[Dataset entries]
------------------------
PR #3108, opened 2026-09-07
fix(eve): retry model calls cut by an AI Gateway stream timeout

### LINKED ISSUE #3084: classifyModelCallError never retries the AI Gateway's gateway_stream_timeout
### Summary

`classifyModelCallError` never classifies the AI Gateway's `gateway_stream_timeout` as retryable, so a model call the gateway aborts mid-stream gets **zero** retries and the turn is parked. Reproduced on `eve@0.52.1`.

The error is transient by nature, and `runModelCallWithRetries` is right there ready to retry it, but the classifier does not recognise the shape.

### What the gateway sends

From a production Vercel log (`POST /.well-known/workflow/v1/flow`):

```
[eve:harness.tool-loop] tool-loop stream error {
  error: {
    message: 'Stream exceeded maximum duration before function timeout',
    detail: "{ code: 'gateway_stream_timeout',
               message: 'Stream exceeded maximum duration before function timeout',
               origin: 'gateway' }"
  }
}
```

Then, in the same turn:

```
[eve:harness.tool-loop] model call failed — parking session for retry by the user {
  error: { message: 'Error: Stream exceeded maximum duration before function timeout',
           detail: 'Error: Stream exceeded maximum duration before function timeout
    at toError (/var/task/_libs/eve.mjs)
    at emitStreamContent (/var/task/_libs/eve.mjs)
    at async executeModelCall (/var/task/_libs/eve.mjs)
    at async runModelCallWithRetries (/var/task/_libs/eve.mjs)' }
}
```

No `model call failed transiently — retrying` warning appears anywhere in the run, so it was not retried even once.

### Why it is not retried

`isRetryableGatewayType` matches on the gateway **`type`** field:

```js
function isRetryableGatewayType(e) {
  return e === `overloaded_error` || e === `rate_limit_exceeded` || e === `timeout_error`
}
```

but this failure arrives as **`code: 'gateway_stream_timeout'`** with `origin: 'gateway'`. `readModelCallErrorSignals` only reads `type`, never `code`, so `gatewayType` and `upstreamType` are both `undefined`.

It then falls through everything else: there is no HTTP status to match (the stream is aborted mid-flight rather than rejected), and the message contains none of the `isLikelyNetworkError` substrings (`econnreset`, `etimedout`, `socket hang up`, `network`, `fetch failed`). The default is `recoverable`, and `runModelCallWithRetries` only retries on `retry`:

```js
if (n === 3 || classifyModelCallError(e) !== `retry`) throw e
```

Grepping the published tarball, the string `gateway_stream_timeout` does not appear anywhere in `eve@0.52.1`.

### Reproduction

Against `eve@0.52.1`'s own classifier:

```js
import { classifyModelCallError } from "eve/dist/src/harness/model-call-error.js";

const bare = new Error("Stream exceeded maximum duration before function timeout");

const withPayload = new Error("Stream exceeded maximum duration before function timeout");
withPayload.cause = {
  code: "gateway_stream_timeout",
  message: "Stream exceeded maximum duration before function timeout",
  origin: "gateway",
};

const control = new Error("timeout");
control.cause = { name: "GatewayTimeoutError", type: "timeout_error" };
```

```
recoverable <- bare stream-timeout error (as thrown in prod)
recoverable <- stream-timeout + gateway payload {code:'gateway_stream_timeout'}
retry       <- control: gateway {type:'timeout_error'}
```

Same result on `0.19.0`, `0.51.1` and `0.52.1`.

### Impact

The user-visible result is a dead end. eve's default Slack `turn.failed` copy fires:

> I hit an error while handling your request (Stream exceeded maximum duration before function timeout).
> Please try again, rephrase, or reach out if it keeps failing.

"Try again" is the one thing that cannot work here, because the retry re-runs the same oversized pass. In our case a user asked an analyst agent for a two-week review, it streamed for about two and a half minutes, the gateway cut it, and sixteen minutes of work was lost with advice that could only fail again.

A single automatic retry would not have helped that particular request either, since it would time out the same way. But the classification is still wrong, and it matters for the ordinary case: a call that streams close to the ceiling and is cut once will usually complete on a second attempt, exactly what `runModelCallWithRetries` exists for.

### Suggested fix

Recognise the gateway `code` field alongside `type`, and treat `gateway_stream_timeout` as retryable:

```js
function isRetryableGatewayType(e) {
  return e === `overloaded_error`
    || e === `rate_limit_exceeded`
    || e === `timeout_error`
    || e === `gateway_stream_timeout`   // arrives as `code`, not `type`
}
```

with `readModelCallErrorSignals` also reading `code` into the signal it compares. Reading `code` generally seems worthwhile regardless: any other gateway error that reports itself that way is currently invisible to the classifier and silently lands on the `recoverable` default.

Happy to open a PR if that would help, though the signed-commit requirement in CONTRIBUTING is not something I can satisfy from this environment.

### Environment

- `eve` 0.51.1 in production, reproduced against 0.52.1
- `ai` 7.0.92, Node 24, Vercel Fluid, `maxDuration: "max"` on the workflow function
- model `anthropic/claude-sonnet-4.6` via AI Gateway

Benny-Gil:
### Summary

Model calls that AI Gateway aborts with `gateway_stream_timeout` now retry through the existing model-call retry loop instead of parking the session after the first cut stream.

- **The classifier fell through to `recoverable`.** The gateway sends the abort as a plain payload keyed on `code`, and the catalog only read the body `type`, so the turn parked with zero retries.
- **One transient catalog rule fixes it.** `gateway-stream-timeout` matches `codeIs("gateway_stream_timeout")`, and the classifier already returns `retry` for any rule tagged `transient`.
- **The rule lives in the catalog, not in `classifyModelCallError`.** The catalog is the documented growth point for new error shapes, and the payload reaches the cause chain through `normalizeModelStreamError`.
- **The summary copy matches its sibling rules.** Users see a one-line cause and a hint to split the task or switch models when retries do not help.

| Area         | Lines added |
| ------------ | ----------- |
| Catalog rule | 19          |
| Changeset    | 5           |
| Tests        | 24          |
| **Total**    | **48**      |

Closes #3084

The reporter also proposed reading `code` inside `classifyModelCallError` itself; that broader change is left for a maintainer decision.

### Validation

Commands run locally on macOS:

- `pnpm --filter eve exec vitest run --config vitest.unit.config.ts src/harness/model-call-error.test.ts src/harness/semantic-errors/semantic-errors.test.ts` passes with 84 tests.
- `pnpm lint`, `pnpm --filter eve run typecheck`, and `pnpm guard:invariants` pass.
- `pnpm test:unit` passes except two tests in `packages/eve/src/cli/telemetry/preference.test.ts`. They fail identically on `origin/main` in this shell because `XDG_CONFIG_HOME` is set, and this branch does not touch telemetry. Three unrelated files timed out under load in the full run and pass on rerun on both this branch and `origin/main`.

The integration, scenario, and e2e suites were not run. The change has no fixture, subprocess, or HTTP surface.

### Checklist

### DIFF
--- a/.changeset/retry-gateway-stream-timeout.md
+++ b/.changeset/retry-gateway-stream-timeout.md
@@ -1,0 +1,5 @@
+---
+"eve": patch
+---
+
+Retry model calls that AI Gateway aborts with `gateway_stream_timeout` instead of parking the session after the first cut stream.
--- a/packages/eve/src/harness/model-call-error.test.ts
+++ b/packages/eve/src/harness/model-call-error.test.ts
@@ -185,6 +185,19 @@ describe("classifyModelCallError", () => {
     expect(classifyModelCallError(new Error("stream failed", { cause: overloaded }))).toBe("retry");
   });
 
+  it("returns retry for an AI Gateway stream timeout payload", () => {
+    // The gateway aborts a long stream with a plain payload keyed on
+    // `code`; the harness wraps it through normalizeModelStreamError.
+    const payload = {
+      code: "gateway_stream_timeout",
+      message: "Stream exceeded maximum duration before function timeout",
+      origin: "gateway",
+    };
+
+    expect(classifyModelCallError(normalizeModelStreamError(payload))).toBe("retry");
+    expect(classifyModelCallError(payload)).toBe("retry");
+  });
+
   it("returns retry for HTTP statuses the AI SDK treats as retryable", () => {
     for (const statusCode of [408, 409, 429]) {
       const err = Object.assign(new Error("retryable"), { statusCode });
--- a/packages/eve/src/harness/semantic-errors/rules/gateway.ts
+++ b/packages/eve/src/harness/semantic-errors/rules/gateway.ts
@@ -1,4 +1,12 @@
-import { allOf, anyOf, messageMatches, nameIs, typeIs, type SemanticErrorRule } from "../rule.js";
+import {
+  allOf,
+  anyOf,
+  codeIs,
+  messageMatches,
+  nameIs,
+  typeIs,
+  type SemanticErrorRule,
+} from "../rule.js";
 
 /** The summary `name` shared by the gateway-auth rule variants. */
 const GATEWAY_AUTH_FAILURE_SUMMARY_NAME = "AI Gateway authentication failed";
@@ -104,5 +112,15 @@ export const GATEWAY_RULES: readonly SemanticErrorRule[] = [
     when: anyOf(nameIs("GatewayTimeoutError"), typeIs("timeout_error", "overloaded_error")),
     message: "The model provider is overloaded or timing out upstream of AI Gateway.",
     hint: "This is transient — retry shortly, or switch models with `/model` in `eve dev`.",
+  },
------------------------
[WHAT IS REQUIRED]
Copy the lines above exactly, beginning at the line that has "### Reproduction" and stopping after the line that has "The user-visible result", and omit the rest.

[OUTPUT BELOW]
### Reproduction

Against `eve@0.52.1`'s own classifier:

```js
import { classifyModelCallError } from "eve/dist/src/harness/model-call-error.js";

const bare = new Error("Stream exceeded maximum duration before function timeout");

const withPayload = new Error("Stream exceeded maximum duration before function timeout");
withPayload.cause = {
  code: "gateway_stream_timeout",
  message: "Stream exceeded maximum duration before function timeout",
  origin: "gateway",
};

const control = new Error("timeout");
control.cause = { name: "GatewayTimeoutError", type: "timeout_error" };
```

```
recoverable <- bare stream-timeout error (as thrown in prod)
recoverable <- stream-timeout + gateway payload {code:'gateway_stream_timeout'}
retry       <- control: gateway {type:'timeout_error'}
```

Same result on `0.19.0`, `0.51.1` and `0.52.1`.

### Impact

The user-visible result is a dead end. eve's default Slack `turn.failed` copy fires:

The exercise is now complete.